Peshtigo first graders travel to UW-Green Bay | News | ehextra.com

Peshtigo first-grade students recently spent the day in Green Bay, viewing a play at the Weidner Center and engaging in hands-on learning at UW-Green Bay. Starting off at the Weidner Center for the Performing Arts, students viewed a production of Aesop’s fable, “The Tortoise and the Hare.”

“There’s nothing quite like the experience for first graders of watching a live stage production,” said teacher Yen Williams. The Weidner’s Stage Door Education Series is a collaboration with UW-Green Bay dedicated to serving schools, teachers, students and families through dynamic and engaging educational and cultural experiences.

“The performing arts teach children how to think creatively through imagination,” Williams explained. “It exposes them to new vocabulary and ways of communicating through the arts of dance, acting, and music.”

Students were entertained for an hour-long performance where the actors operated their own costumes accompanied with music in each scene. Student Hailee Denzer expressed, “I thought we were watching a movie, but they were real!”

“I liked it when the lights moved with the music,” student Mordecai Gunderson said.

Each performer was responsible for their own lights. The entire cast wore a black fabric for dimension and then lined with electroluminescent wire known as “el wire,” which can be powered by batteries. It requires no theatrical lighting and gives a 360-degree of glowing light.

Williams adds, “The production aligns with our literacy curriculum, improving comprehension skills and identifying the story elements.”

Next students toured the Brown County STEM Innovation Center located at the UW-Green Bay campus.

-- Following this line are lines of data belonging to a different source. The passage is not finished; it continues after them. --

PR #1015, opened 2016-08-12
Improve Travis builds

### LINKED ISSUE #998: Speed up Travis builds
https://llogiq.github.io/2016/07/05/travis.html

kvark:
Fixes #998

### DIFF
--- a/.travis.yml
+++ b/.travis.yml
@@ -1,10 +1,20 @@
-sudo: required
+sudo: false
+os:
+  - linux
+  - osx
 language: rust
+cache: cargo
 rust:
   - stable
   - nightly
+matrix:
+  allow_failures:
+    - os: osx # temporarily
 before_script:
-  - pip install 'travis-cargo<0.2' --user && export PATH=$HOME/.local/bin:$PATH
+  - pip install 'travis-cargo<0.2' --user
+  - if [[ "$TRAVIS_OS_NAME" == "linux" ]]; then export PATH=$HOME/.local/bin:$PATH ; fi
+  - ls $HOME/Library/Python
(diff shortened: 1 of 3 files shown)


kvark:
Looks to be blocked by https://github.com/travis-ci/apt-source-whitelist/issues/45 due to `libsdl2-dev`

The students were grouped and engaged in three science-based literacy activities connected to the themes of the “Tortoise and the Hare.” UW-Green Bay students led a read-aloud with Peshtigo students and discussed the differences between a turtle and a tortoise. Students also were able to create turtle and bunny craft projects.

The most favorite among the students was to create a robot from an electric toothbrush, called a “robo bristle brush.” Williams adds, “These lessons required students to follow sequential directions involving multiple actions and multiple objects, which are essential skills. It was a great day for everyone involved. A day at the theater is something that cannot be overlooked.”

This article was submitted by the Peshtigo School District.